Use Arrow to read a Parquet file and then use array()
to construct an uncompressed
Vortex array:
>>> import pyarrow.parquet as pq
>>> import vortex as vx
>>> parquet = pq.read_table("_static/example.parquet")
>>> vtx = vx.array(parquet)
>>> vtx.nbytes
141024
Write¶
Use write()
to write the Vortex array to disk:
>>> vortex.io.write(cvtx, "example.vortex")
Small Vortex files (this one is just 71KiB) currently have substantial overhead relative to their size. This will be addressed shortly. On files with at least tens of megabytes of data, Vortex is similar to or smaller than Parquet.
>>> from os.path import getsize
>>> getsize("example.vortex") / getsize("_static/example.parquet")
2.0...
Read¶
Use open()
to open and read the Vortex array from disk:
>>> cvtx = vortex.open("example.vortex").scan().read_all()
Vortex is architected to achieve fast random access, in many cases hundreds of times faster than what can be achieved with Parquet.
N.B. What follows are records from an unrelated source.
Issue #340, opened 2026-07-22
Transform: reduce end-to-end latency (warm-on-arm, skip AX retry on browsers, token streaming)


georgenijo:
## Summary

Transform end-to-end latency is dominated by avoidable costs, not by the LLM. The sidecar is already Metal-offloaded (`with_n_gpu_layers(1_000)`, `sidecars/local-llm/src/main.rs:233`) and greedy — steady-state generation (~9s / ~50 tokens for Qwen2.5-1.5B-Q4) is near the model's ceiling. The wins are around it.

**Type:** Enhancement.
**Found in:** review of #325/#327/#329, branch `issue/329-mic-prearm` @ `db5d99e`. Observed on a live install: first-use ~34s, then ~17s, then steady ~9s; browser captures add ~2s before the LLM starts.

## Cost breakdown & levers

**1. Cold-load cliff (biggest, fully avoidable).** `idle_after = 5 min` (`llm_sidecar.rs:449`), `handshake_timeout = 30s` (`:443`). After 5 min idle the helper unloads and the next transform pays full model **load** — that is the 34s→17s→9s curve (load, not generation). Fix: **warm-on-arm** — the mic is already pre-armed on transform-key-down (`transform_flow.rs:855-874`); spawn + preload the sidecar in that same window so the model is resident by the time instruction-ASR completes. Alternatives: keep warm while the transform listener is active, or lengthen `idle_after`. Trades RSS/battery, so warm-on-hold beats always-on.

**2. ~2s wasted per browser capture.** The AX retry ladder (2×250ms gaps + 3 attempts, `selection.rs:242-280`) runs before the fallback on every browser press, and browsers hit the fallback ~24/27 of the time anyway. Detect a known-Chromium bundle id and skip straight to the clipboard fallback. Cuts ~1.5-2s off the front of every browser transform.

**3. Perceived latency.** Stream partial tokens from the sidecar to the popover instead of spinner-then-pop (protocol change: emit tokens as generated). No wall-clock change, large felt-latency change.

**4. Free win from the #1 bug fix.** Releasing `recording_transition` before the sidecar await (the fix for the review-destruction bug) also stops the whole pipeline serializing behind one up-to-20s call.

Raw generation speed is already near model-max on Metal; only a smaller/draft model or speculative decoding would move it, which is a larger scope and probably not worth it.

## Suggested order

1. Warm-on-arm (kills the cold cliff — the dominant cost).
[...]

Issue #327, opened 2026-07-21
Failed transform review popover blocks dictation until manually dismissed


georgenijo:
## Symptom

After a transform pass fails (sidecar crash, no instruction, capture error, model missing), the review popover shows the error — and until the user explicitly dismisses it (Esc / press the transform key again), pressing the dictation key does nothing:

```
WARN pipeline: start_native_recording: blocked — transform in progress
```

Found during #325 native smoke testing on a built .app.

## Root cause

A failed review parks the flow at `TransformStatus::ReviewPending` (failure is only `ReviewState::Failed` + no proposed text in the session — there is no `Failed` status variant). `blocks_recording()` is `status != Idle`, so the failed popover pins dictation even though nothing user-approvable is at stake.

## Fix

On `start_native_recording`, if the transform flow is parked on a **failed** review — `ReviewPending` with no proposed text — auto-dismiss it (atomic `try_transition(ReviewPending → Idle)`, clear session, hide popover) and let the recording start. A **ready** review (proposal present) keeps blocking: it may hold real work the user hasn't accepted, and dismissing it implicitly would destroy it.

`blocks_recording()` itself stays unchanged, so the existing `every_non_idle_transform_status_blocks_recording_start` invariant holds — the fix clears the status first when it is provably safe.

🤖 Generated with [Claude Code](https://claude.com/claude-code)

PR #345, opened 2026-07-22
fix(transform): dictation keypress during 'thinking' no longer destroys the ready review (#333)

### LINKED ISSUE #333: Transform: dictation keypress during 'thinking' silently destroys the ready review (recording_transition held across sidecar await)
## Summary

A dictation keypress made while a transform is still "thinking" silently destroys the ready review the user was waiting for — often many seconds after the physical keypress. Confirmed by hand (the review timed out / vanished on approve).

**Severity:** High (silent destruction of user work + latency root cause).
**Found in:** review of #325/#327/#329, branch `issue/329-mic-prearm` @ `db5d99e`. Line numbers at that commit.

## Repro (deterministic)

1. Select a **long** paragraph in Notes (longer selection → slower sidecar → bigger window).
2. Hold **right Option**, say "make this shorter", release. Popover shows **thinking**.
3. While it still says thinking, **double-tap left Shift** (dictation).
4. When the sidecar finishes, the ready proposal appears and is instantly torn down; a dictation recording starts (or a ~0-length "no speech" flash). You never get to approve.

Pre-#327/#329 the same press returned `busy_transforming` and the review survived.

## Root cause

`finish_transform_instruction` acquires the FIFO-fair `recording_transition` tokio mutex (`transform_flow.rs:920`) and holds it across whisper transcription (`:947`) **and** the sidecar await inside `run_transform` (`:951-960`, `join.await` at `:575-581`, `DEFAULT_TRANSFORM_DEADLINE = 20s` at `:64`).

`start_native_recording` parks on that same mutex at its very first statement (`recording.rs:1930`), **before** the "active transform blocks recording" guard (`:1979`) and before the new dismiss block (`:1947`). So a press during Thinking queues; when the transform releases the lock the queued press resumes, observes the freshly-set `ReviewPending`, and `dismiss_review_for_recording` (`transform_flow.rs:1165-1178`) destroys it. No freshness check exists — the press carries only `device_name` (`recording.rs:1922-1926`), no timestamp. In hold-down mode the matching release also queues (`stop_native_recording`, `:2074`), adding a stray ~0-length recording.

The lock-hold is pre-existing; the destructive dismiss-on-resume is the in-range change (ef9687c failed-only, c766911 extended to ready).

## Suggested fix

- Do not hold `recording_transition` across the sidecar await. Take it only for the state transition, release before the LLM call, and gate concurrent starts on `TransformStatus` instead (a press arriving during Thinking then hits the `blocks_recording()` guard and is refused, as before).
- Or: timestamp the dictation press and refuse dismissal of any review that became `ready` after the press was issued.

Preferred is the first — it also removes the full-pipeline serialization behind one 20s call (see the latency issue).

---

georgenijo:
## Summary

Fixes #333: `finish_transform_instruction` held the FIFO-fair `recording_transition` tokio mutex across the whisper instruction-transcription **and** the sidecar await (up to `DEFAULT_TRANSFORM_DEADLINE` = 20s). `start_native_recording` parks on that mutex at its very first statement — before the "active transform blocks recording" guard — so a dictation keypress made while a transform was still *thinking* queued, resumed the moment the transform released the lock, observed the freshly-set `ReviewPending`, and destroyed the ready review via `dismiss_review_for_recording`. Silently, seconds after the physical press. In hold-down mode the matching release also queued, adding a stray ~0-length recording.

**Fix (the issue's preferred option):** the lock is now scoped to the audio-stop + `Listening → Thinking` transition only and released before the heavy awaits. A press during Thinking acquires the mutex immediately, hits the `blocks_recording()` guard, and is refused with `busy_transforming` — the pre-#327 behavior — so the review survives. Concurrency during Thinking is gated by `TransformStatus`, which every work-starting entry point checks. Ordering inside the lock is unchanged (status check → stop audio → enter_thinking), so the mic-leak and cancel-race semantics are untouched. This also removes the full-pipeline serialization behind one 20s call (#340 item 4).

## Tier: needs-live-smoke — DO NOT MERGE until a human runs the checklist

The defect is a cross-task lock-ordering race with real rdev/audio/sidecar timing; it has no headless regression test (the command layer is pinned to the Wry runtime). Unit suites only prove no regression: `cargo test -- --test-threads=1` 550 passed, `tsc` clean, `vitest` 272 passed.

### Live smoke checklist (built .app, real model)

- [ ] **The #333 repro, fixed:** select a long paragraph in Notes → hold right Option, say "make this shorter", release → while the popover still says **thinking**, double-tap left Shift (dictation). Expected: overlay flashes the transform-busy refusal immediately; when the sidecar finishes, the **ready review appears and stays**; Approve works. No dictation recording starts, no ~0-length "no speech" flash.
- [ ] Same during **listening** (hold, speak, don't release; double-tap Shift with the other hand): dictation refused, transform continues.
- [ ] Press dictation with a **ready** review parked (no transform in flight): review is auto-dismissed and recording starts (the #327/#329 behavior, unchanged).
- [ ] Esc / short-tap cancel mid-thinking still cancels promptly; a dictation press right after cancel starts recording cleanly.
- [ ] Approve → paste-fallback app (Brave): apply works; Undo restores; clipboard restored.
- [ ] Hold-down dictation mode: press-and-hold during thinking → on release, no stray recording artifacts.

Closes #333

### DIFF
--- a/app/src-tauri/src/transform_flow.rs
+++ b/app/src-tauri/src/transform_flow.rs
@@ -922,23 +922,40 @@ pub(crate) async fn finish_transform_instruction(
     app_handle: tauri::AppHandle,
     state: tauri::State<'_, crate::State>,
 ) -> Result<(), String> {
-    let _transition = state.app_state.recording_transition.lock().await;
-
-    // Tolerate a stray release: only proceed from Listening.
-    if state.app_state.transform_status() != TransformStatus::Listening {
-        return Ok(());
-    }
-
-    let samples = crate::audio::stop_recording().unwrap_or_default();
-
     let fx = TauriFlowEffects {
         app: &app_handle,
         state: &state,
     };
-    if !enter_thinking(&state.app_state, &fx) {
-        // Lost the race to a concurrent cancel.
-        return Ok(());
-    }
+
+    // Hold `recording_transition` ONLY for the audio-stop + state transition,
+    // never across the whisper transcription or the sidecar await (issue
+    // #333). The FIFO-fair mutex means anything parked on it resumes the
+    // moment we release; pre-fix, a dictation keypress made during a long
+    // Thinking phase queued here for up to ~20s+, resumed after the review
+    // reached `ready`, and destroyed it via the parked-review auto-dismiss —
+    // silently, seconds after the physical press. With the lock released
+    // before the heavy work, that press acquires the mutex immediately,
+    // observes `Thinking` via the `blocks_recording()` guard, and is refused
+    // with `busy_transforming` — the pre-#327 behavior — so the review
+    // survives. Concurrency during Thinking is gated by `TransformStatus`,
+    // not by this mutex: every work-starting entry point refuses while the
+    // status is non-Idle.
+    let samples = {
+        let _transition = state.app_state.recording_transition.lock().await;
+
+        // Tolerate a stray release: only proceed from Listening.
+        if state.app_state.transform_status() != TransformStatus::Listening {
+            return Ok(());
+        }
+
+        let samples = crate::audio::stop_recording().unwrap_or_default();
+
+        if !enter_thinking(&state.app_state, &fx) {
+            // Lost the race to a concurrent cancel.
+            return Ok(());
+        }
+        samples
+    };
 
     let original = match transform_apply::session_snapshot(&state.app_state) {
         Some(session) => session.snapshot.text,


georgenijo:
Rebased onto main (now includes #331 mic-prearm, #343, #344); full suite green on the combined code (cargo 553 / tsc / vitest 272). Ready for the smoke checklist above.

georgenijo:
Live smoke (George, built .app, release sidecar): **key race test PASSED** — long-paragraph transform in Notes, double-tap left Shift during *thinking* → dictation press rejected, review appeared and stayed, Approve/cleanup worked. Multiple supersede passes and Esc spam during thinking produced no stuck state or stray recordings. (Esc-during-thinking not cancelling turned out to be a pre-existing gap on main, filed as #347 — not this PR.) Merging on George's authorization.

If you have an external index that gives you specific rows to pull out of the Vortex file, you can skip a lot more IO and decoding and read just the data that is relevant to you:
>>> vf = vortex.open("example.vortex")
>>> # row indices must be ordered and unique
>>> result = vf.scan(indices=vortex.array([1, 2, 10])).read_all()
>>> assert len(result) == 3